# The most natural way of keeping a welsh cob and cost



## Louiseandmaddie (8 January 2015)

Hi All

I have at last come back to horses after a good few years and would like a bit of advice.

I love welsh cobs and am in the lucky position to purchase one.

I am 13 stone and 5ft 5 inches and would like advice on what size I should go for. I do not want to look silly on something too small.

I would also like some information on the most natural way of keeping them (shoes, do I need to? which rugs etc) and your experiences/costs if you keep them this way?

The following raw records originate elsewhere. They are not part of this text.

PR #773, opened 2022-01-30
support preinstallimages in zst format

dirkmueller:
Preinstallimages are intended to speed up package setup, but currently
they no longer do that as they're compressed by gzip, while (tumbleweed)
uses zstd, which decompresses faster.

So switch to zstd which allows decompression speeds that are factor 3-4
higher (allowing ~ 700MB/s of decompression speed on not too old
x86_64).


adrianschroeter:
problem could be that the systems which are doing the unpacking not necessarly have zstd or tar/bsdtar with enabled zstd support. So it could be seen as incompatible change. 

However, we could catch this and report it as badhost with error message at least.

In any case, I would implement using an external decompressor, instead of depending on enabled support in tar/bsdtar in init_buildsystem preinstall_image()

adrianschroeter:
I think this will also affect remote instances, so we need to release also a build script for OBS 2.10

adrianschroeter:
remote instances are not using preinstallimages, but osc may. we need to check this ...

dirkmueller:
@adrianschroeter  my understanding is that when the preinstallimage can not be unpacked, it should simply fall back to "traditional" install. 

I can see the following options:

* it becomes a buildflag, so that only e.g. tumbleweed has the new preinstallimages, others have old ones
* I change the PR to always also create the tar.gz for fallback with older distros (downside ~ twice the download for everyone)
* I ensure that everything fallsback to non-preinstall image when the preinstall failed for whatever reason. 

opinions?

adrianschroeter:
there is a fallback when the image does not exist. But when it exists, it must be extractable. The build script would not hand back to the tooling (osc/bs_worker).

but we could make it configurable indeed, either via prjconf and/or via the preinstallimage build description.

dirkmueller:
@adrianschroeter  added preinstallimagetype which can be set to the value "zstd" to enable the feature. defaults to gzip builds. 

compressing in two steps as you required actually makes the compression even better because zstd can look at the full file rathre than just the 4k lookahead it gets from the pipe/tar stream.

build-recipe-preinstallimage
```diff
@@ -57,10 +57,21 @@ recipe_build_preinstallimage() {
...
     fi
     echo "image created."
+    local compress=gzip
+    local ext=gz
+    preinstallimagetype=$(queryconfig --dist "$BUILD_DIST" --configdir "$CONFIG_DIR" --archpath "$BUILD_ARCH" buildflags preinstallimagetype)
+    if test "$preinstallimagetype" = "zstd" -a -n "$(type -p zstd)"; then
+        compress="zstd -19 -T0"
+        ext=zst
+    else
+        echo "Using legacy gzip preinstall images."
```
mlschroe, line 71: I don't like the word "legacy". Just do "Using '$compress' for image compression".

build-recipe-preinstallimage
```diff
@@ -70,7 +81,7 @@ recipe_build_preinstallimage() {
 	test -n "$PKG_HDRMD5" || cleanup_and_exit 1
 	echo "$PKG_HDRMD5  $PKG" >> $BUILD_ROOT$TOPDIR/OTHER/preinstallimage.info
     done
-    mv $BUILD_ROOT/.preinstallimage.$$.tar.gz $BUILD_ROOT$TOPDIR/OTHER/preinstallimage.tar.gz
+    mv $BUILD_ROOT/.preinstallimage.$$.tar.$ext $BUILD_ROOT$TOPDIR/OTHER/preinstallimage.tar.$ext || cleanup_and_exit 1
```
mlschroe, line 84: No need for $ext, just use `*`

mlschroe (changes requested):

build-recipe-preinstallimage
dirkmueller: that doesn't work because for some reason that I don't understand it is being renamed from `.preinstallinstallimage.$$.tar.$ext` to `preinstallimage.tar.$ext` with this move.

build-recipe-preinstallimage
dirkmueller: done

build-recipe-preinstallimage
dirkmueller: seems like it has been there from day one. removed as there shouldn't be concurrent runs as far as I can see possible..

dirkmueller: its gone now.

build-recipe-preinstallimage
```diff
@@ -84,3 +82,23 @@ recipe_cleanup_preinstallimage() {
...
+
+preinstallimage_compress() {
+    local otherdir="$1"
+    local pimage="$otherdir/preinstallimage.tar"
+
+    if test ! -d "$otherdir" -o ! -f "$pimage" -o -L "$pimage" ; then
+        return
+    fi
+
+    case "$(readlink -e -- '$pimage')" in "$(readlink -e -- '$BUILD_ROOT')"*)
```
adrianschroeter, line 94: This is a protection in chroot only?

Do we really need it as the build is anyway not safe... ?

dirkmueller: I think it also protects a symlink being extracted in the VM case. I was concerned that the build result could manipulate something on the build worker host by following symlinks.

mlschroe (approved):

Look forward to your responses

Louise


----------



## Joanne_Stockport (9 January 2015)

Louiseandmaddie said:



			Hi All

I have at last come back to horses after a good few years and would like a bit of advice.

I love welsh cobs and am in the lucky position to purchase one.

I am 13 stone and 5ft 5 inches and would like advice on what size I should go for. I do not want to look silly on something too small.

I would also like some information on the most natural way of keeping them (shoes, do I need to? which rugs etc) and your experiences/costs if you keep them this way?

Look forward to your responses

Louise
		
Click to expand...

Regarding size, I have a gypsy cob , he is 14.3 hands.
I am 5ft 5 and 11 stones...I feel that it just perfect but would not want to go smaller as I would feel I would squish them !!
If I could loose a stone it would be even better !

Mine is barefoot. I did not  have to thing about making a choice because he was like that when I bought him but he had really good feet.
So it will depends if the horse can be barefoot or not. If he is shod you can try barefoot and see if it works for your horse.
It cost me £20 every eight weeks to have him trimmed. It cost a lot more when they are shod (3-4 time more and it is every 6 weeks I think).

The most natural way would be that your horse is out 24/7 with no rug but with a shelter. It is not the most practical way tough. You will need time to go at least twice a day. Depending of where you live it is not always possible too (lack of fields,etc..) 

I keep mine on full livery as I work and I have a business so I do not have time to go turn him out in the morning and clean his stable and again after work.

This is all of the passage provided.